What is Accounts Receivable and How to Write It Off

What is Accounts Receivable and How to Write It Off
What is Accounts Receivable and How to Write It Off.
Accounts receivable refers to money owed to a company by customers or other parties for goods or services already provided but not yet paid for. In simpler terms, it's when a company is waiting to get paid after delivering a product or service. 

For example, if a business supplies plastic cups to a café but hasn’t received payment yet, the amount owed by the café becomes the business's accounts receivable. Meanwhile, for the café, this is a payable debt—money it owes.

Types of Accounts Receivable

1. By Payment Term

  • Short-term: Expected to be paid within a year.
  • Long-term: Expected to be paid after more than a year.

2. By Status

   - Current: Payment is still within the agreed timeframe.
   - Overdue: Payment is past the due date.

3. By Likelihood of Payment

  • Doubtful: The debt may or may not be paid on time.
  • Bad debt: There's little to no chance of the debt being paid, often due to the customer going bankrupt or exceeding the legal time limit for collection.

4. By Source

  •  Suppliers and Contractors: Owe for delivered goods/services.
  •  Customers: Haven’t paid for goods or services received.
  •  Tax Authorities: The company may have overpaid taxes and is owed a refund.
  •  Employees: Might owe for advances or loans given by the company.

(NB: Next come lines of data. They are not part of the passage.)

PR #1045, opened 2018-02-05
Add documentation pointing to the plugin match-up

andymass:
This adds a brief discussion about enhanced matching provided by the plugin match-up in the "features provided by other plugins" section.  I think no changes to vimtex are necessary.  I have been using the feature for some time and it seems safe to allow the user to enable it if they wish.

### DIFF
--- a/doc/vimtex.txt
+++ b/doc/vimtex.txt
@@ -238,6 +238,48 @@ provided by vimtex, but that are instead provided by other plugins.
     [2]: https://github.com/machakann/vim-sandwich
     [3]: http://www.vim.org/scripts/script.php?script_id=3848
 
+  Enhanced matching and higlighting of delimiters~
+    |vimtex| highlights and allows navigation between matching pairs of
+    delimiters including those in math mode, such as `\bigl(` and `\bigr)`, and
+    the `\begin` and `\end` tags of environments.  However, it does not allow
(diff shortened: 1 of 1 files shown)


doc/vimtex.txt
```diff
@@ -238,6 +238,48 @@ provided by vimtex, but that are instead provided by other plugins.
     [2]: https://github.com/machakann/vim-sandwich
     [3]: http://www.vim.org/scripts/script.php?script_id=3848
 
+  Enhanced matching and higlighting of delimiters~
+    |vimtex| highlights and allows navigation between matching pairs of
+    delimiters including those in math mode, such as `\bigl(` and `\bigr)`, and
+    the `\begin` and `\end` tags of environments.  However, it does not allow
+    matching of middle delimiters or `\item`s.
+
+    Alternatively, one may use the plugin |match-up| [1], which offers enhanced
```
lervag: Should be [0], not [1].

lervag:
Except for one very minor comment, I think this looks great. Thanks! I've also started to test matchup on LaTeX documents. So far it looks quite good!

doc/vimtex.txt
andymass: good catch, fixed

lervag:
Great, thanks!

How to Manage Accounts Receivable

1. Regular Audits

Conduct regular reviews of outstanding debts to understand why and how they arise. This can help catch problems early.

2. Set Clear Rules

Ensure there are policies in place for managing payment terms and following up with customers as deadlines approach.

3. Set Limits

Decide on a maximum amount of credit to allow each customer. This helps prevent excessive unpaid debts.

4. Penalties for Late Payments

 Introduce late fees or penalties for overdue payments to encourage customers to pay on time.

5. Assess Customer Reliability

Before offering credit, check the customer's financial history, including any legal disputes or bankruptcy records.

How to Collect Accounts Receivable

1. Negotiate

Sometimes debts can be resolved through negotiation. The customer might offer to pay in installments, or you might agree to accept goods or services as payment instead of cash.

2. Send a Legal Notice

If negotiations fail, you can send a formal notice demanding payment. If they still don't respond, you can take legal action.

3. Go to Court

If all else fails, take the matter to court. You'll need proof of the debt, such as invoices and contracts. Depending on the amount, you can either request a court order or file a lawsuit.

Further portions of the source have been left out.